In not-good news, Cal Matters has a piece on gentrification and public transit in the LA area showing that neighborhoods with rising rents also saw a decline in transit ridership. Referencing a 2024 study by UCLA researchers, Cal Matters notes that “[a]cross the region, a neighborhood-wide rental hike of an extra $230 per month predicted a 22% decline in bus and train boardings.” This makes sense given lower- and moderate-income renters are more likely to ride the bus than higher-income renters are; rising rents push those first two groups elsewhere, often to places with worse transit access.

Disabled folks are disproportionately likely to be renters, lower-income, and transit riders, so the dynamic in LA hits them hardest. When PWDs get priced out to areas with worse transit access, we may be unable to drive a car or ride a bike to compensate, and those of us who can afford a vehicle might face extra costs for ramps or hand controls. PWDs will thus face fewer transportation options – a scenario that Cal Matters says has “been found to put a person at risk of higher unemployment, poorer health and more pronounced social isolation.” Disabled people already have higher rates of unemployment, face more health issues, and have “significantly higher” rates of social isolation compared to able-bodied folks, so limiting their transit options is pouring fuel on a bunch of fires. Because reduced bus ridership stresses transit agencies’ budgets and takes away political justification for transit funding, LA’s gentrification-transit dynamic also harms the transit systems so many PWDs use to get around. The whole thing is a multi-whammy for disabled folks in LA.

The UCLA study's findings give ammunition to all sorts of YIMBY arguments about reducing or eliminating parking minimums, liberalizing zoning, reforming building codes (within reason) for more affordable construction, and streamlining permitting. Cal Matters mentions SB 79, proposed legislation that “would allow for dense apartment construction around major public transit stops, including on land owned by transit agencies.” And while many justice groups are opposing SB 79 because it doesn’t have affordability requirements, the truth is that new market rate housing tames nearby rents and limits displacement of the lower- and middle-income renters who most use transit. That’s good news for the disability community.

SB 79 is likely to get a floor vote in the California Senate tomorrow, Tuesday 6/3, and the Arch-NIMBY group Our Neighborhood Voices has launched a huge phone drive in opposition. If you’re in California, you can still call in favor tomorrow (or leave a voicemail tonight).
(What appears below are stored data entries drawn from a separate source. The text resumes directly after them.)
PR #336, opened 2020-08-17
Initial Refactor for Experiment Trainables (with fix)

mvacaporale:
This include all the changes from pull #333, with an additional minor fix
* Handle the case when `pre_experiment` returns a None result.

### DIFF
--- a/nupic/research/frameworks/pytorch/imagenet/imagenet_experiment.py
+++ b/nupic/research/frameworks/pytorch/imagenet/imagenet_experiment.py
@@ -661,7 +661,8 @@ class ImagenetExperiment:
 
     @classmethod
     def aggregate_pre_experiment_results(cls, results):
-        return cls.aggregate_validation_results(results)
+        if all(results):
+            return cls.aggregate_validation_results(results)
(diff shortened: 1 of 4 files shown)


nupic/research/frameworks/pytorch/imagenet/imagenet_experiment.py
```diff
@@ -653,6 +659,11 @@ def aggregate_validation_results(cls, results):
         result.update(aggregate_eval_results(results))
         return result
 
+    @classmethod
+    def aggregate_pre_experiment_results(cls, results):
+        if all(results):
```
lscheinkman, line 664: Is this something that only happens on `pre_experiment`?
Maybe this check should be placed in `aggregate_validation_results` instead to be safe.

mvacaporale: That's a fair question. The pre_experiment is optionally run (e.g. `-1 in epochs_to_validate`) while validate should return a dict, or at least that's the convention in the code right now.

You can find your state Senator here.

Take care of yourselves out there.

In other news…

Private equity snaps up disability services, challenging state regulators • Stateline

When climate disasters hit, they often leave long-term health care access shortages, study finds

Complete Streets and Walkability Boost Older Pedestrian Safety

Short-staffed NWS enters hurricane season in "uncharted territory." Meteorologists share their concerns. - CBS News

Takeaways from AP’s report on how federal public health cuts are affecting communities across the US | AP News

How L.A. gentrification is killing its public transit system - CalMatters

China’s airlines raise alarm as travellers ditch planes for bullet trains | South China Morning Post

In New Hampshire, people with disabilities face challenges hiring the help they need • New Hampshire Bulletin

Everett facility for low-income seniors, disabled people closing because of insufficient Medicaid funding – King 5

Accessible housing project falls apart after disagreement between Housing N.W.T. and disability council | CBC News

4 billion people endured extra month of extreme heat due to climate change, experts say | AP News

Clean Energy Project Cancellations Top $14 Billion So Far in 2025 - Inside Climate News

The ‘r-word’ is back. How a slur became renormalized | CNN

Disabilities Beat: Fact-checking HHS claims about autistic transgender people – WAMC

Building Housing in Walkable Neighborhoods: Are U.S. Cities and States Making Progress? - Terner Center

Hurricane Season Will Be Even Riskier for Undocumented People This Year - Inside Climate News

Trump's FCC delays multilingual emergency alerts for natural disasters, sparking concern in L.A.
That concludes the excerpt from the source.